(WHAT NEEDS TO BE DONE)
The word "https" occurs in some lines of the data. Return each such line.

(DATA RECORDS)
Issue #5237, opened 2025-07-03
Release v2.0.2, via point-release


conorsch:
# Tooling Release

In order to ship some minor improvements and bug fixes for event indexing, let's prepare a `v2.0.2` release, flushing out the current contents of the main branch.

## Changes to include

- [ ] Everything on current main
- [ ] New pindexer logic in https://github.com/penumbra-zone/penumbra/pull/5232
- [ ] Fix to new pindexer logic in https://github.com/penumbra-zone/penumbra/pull/5236
- [ ] dev: picturesque https://github.com/penumbra-zone/penumbra/pull/5228

## Compatibility
As this is a point-release, all changes must be fully compatible for all nodes and clients.
Careful attention should be given to the delta between most recent tag on the main branch:
https://github.com/penumbra-zone/penumbra/compare/v2.0.1..main

PR #5238, opened 2025-07-03
Erwan/subaccount migration

erwanor:

### DIFF
--- a/crates/bin/pcli/src/command/migrate.rs
+++ b/crates/bin/pcli/src/command/migrate.rs
@@ -339,7 +339,18 @@ impl MigrateCmd {
                 if *plan_only {
                     println!("{}", serde_json::to_string_pretty(&plan)?);
                 } else {
-                    app.build_and_submit_transaction(plan).await?;
+                    // Ask for confirmation
+                    print!("Send transaction? (Y/N): ");
+                    std::io::stdout().flush()?;
+
+                    let response: String = std::io::stdin().lock().read_line()?.unwrap_or_default();
+                    let trimmed = response.trim().to_lowercase();
+
+                    if trimmed == "y" || trimmed == "yes" {
+                        app.build_and_submit_transaction(plan).await?;
+                    } else {
+                        println!("Transaction cancelled.");
+                    }
                 }
 
                 Result::Ok(())
--- a/crates/bin/pcli/src/command/migrate.rs
+++ b/crates/bin/pcli/src/command/migrate.rs
@@ -1,9 +1,10 @@
 use crate::App;
 use anyhow::{anyhow, Context, Result};
+use futures::TryStreamExt;
 use penumbra_sdk_asset::{asset, Value, STAKING_TOKEN_ASSET_ID};
 use penumbra_sdk_keys::FullViewingKey;
 use penumbra_sdk_num::Amount;
-use penumbra_sdk_proto::view::v1::GasPricesRequest;
+use penumbra_sdk_proto::view::v1::{AssetsRequest, GasPricesRequest};
 use penumbra_sdk_view::ViewClient;
 use penumbra_sdk_wallet::plan::Planner;
 use rand_core::OsRng;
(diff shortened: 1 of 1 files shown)


crates/bin/pcli/src/command/migrate.rs
```diff
@@ -30,6 +51,23 @@ pub enum MigrateCmd {
...
+    SubaccountBalance {
+        /// Range of source subaccount indices to migrate from (e.g., 0..17)
+        #[clap(long, required = true, value_parser = parse_range)]
+        from: std::ops::Range<u32>,
+        /// Destination FullViewingKey to migrate to
+        #[clap(long, required = true)]
+        to: String,
+        /// Only print the transaction plan without executing it (for threshold signing)
+        #[clap(long)]
+        plan_only: bool,
```
conorsch, line 69: The `--plan-only` option is very cool :ok_hand: I'd like to see more of this, preferably with derived Display impls so we can reuse liberally.

crates/bin/pcli/src/command/migrate.rs
```diff
@@ -30,6 +51,23 @@ pub enum MigrateCmd {
...
+    /// A FullViewingKey must be provided for the destination wallet.
+    /// Gas fees will be paid from the source subaccount with the most fee token.
+    #[clap(name = "subaccount-balance")]
+    SubaccountBalance {
+        /// Range of source subaccount indices to migrate from (e.g., 0..17)
+        #[clap(long, required = true, value_parser = parse_range)]
+        from: std::ops::Range<u32>,
+        /// Destination FullViewingKey to migrate to
+        #[clap(long, required = true)]
+        to: String,
```
conorsch, line 66: The FVK should be _read_ from user input, not provided as a CLI arg, to avoid storing the FVK in shell history forever. We recently made similar changes to the pclientd and pcli inputs:

* https://github.com/penumbra-zone/penumbra/pull/5173
* https://github.com/penumbra-zone/penumbra/pull/5174

and IMO we should use a similar solution here.

crates/bin/pcli/src/command/migrate.rs
```diff
@@ -30,6 +51,23 @@ pub enum MigrateCmd {
...
+    /// Migrate balances from specified subaccounts to a destination wallet.
+    ///
+    /// All assets from the specified source subaccounts will be sent to the destination wallet.
+    /// A FullViewingKey must be provided for the destination wallet.
+    /// Gas fees will be paid from the source subaccount with the most fee token.
+    #[clap(name = "subaccount-balance")]
+    SubaccountBalance {
+        /// Range of source subaccount indices to migrate from (e.g., 0..17)
+        #[clap(long, required = true, value_parser = parse_range)]
+        from: std::ops::Range<u32>,
```
conorsch, line 63: Ideally I'd like to see support for arbitrary indices, rather than a range, which can be specified as optional repeating args with a min length of 1. That way, one could use `pcli migrate subaccount 4 62` and only the subaccounts 4 and 62 would be migrated, with nothing in between.

This is a nice-to-have, though, so let's wait to implement until we have a need for it. For the time being, range support is a marked improvement and a huge timesaver, especially for the threshold signing workflow.

crates/bin/pcli/src/command/migrate.rs
```diff
@@ -119,6 +157,202 @@ impl MigrateCmd {
...
+                        }
+                    }
+                }
+
+                if subaccount_values.is_empty() {
+                    anyhow::bail!("no notes found in the specified subaccount range");
+                }
+
+                // Find the subaccount with the most fee token to pay fees
+                let (&(fee_account, _), _) = subaccount_values
```
conorsch, line 243: Autodiscovery of an appropriate subaccount for being fees is slick; I would have hardcoded this as a CLI arg. Optionally, we could add a CLI arg here, but I love the default behavior doing the right thing.

conorsch (commented):
Left some comments from initial review. I'd like to see the FVK handled safely, everything else we can punt to follow-ups.

conorsch:
> I'd like to see the FVK handled safely, everything else we can punt to follow-ups

I hereby volunteer to add this functionality; we're not in a rush, so I'll circle back on this PR to add some cleanups before merging. I _don't_ plan to include this changeset in the next point release (#5237).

(EXERCISE RESULT)
- [ ] New pindexer logic in https://github.com/penumbra-zone/penumbra/pull/5232
- [ ] Fix to new pindexer logic in https://github.com/penumbra-zone/penumbra/pull/5236
- [ ] dev: picturesque https://github.com/penumbra-zone/penumbra/pull/5228
https://github.com/penumbra-zone/penumbra/compare/v2.0.1..main
* https://github.com/penumbra-zone/penumbra/pull/5173
* https://github.com/penumbra-zone/penumbra/pull/5174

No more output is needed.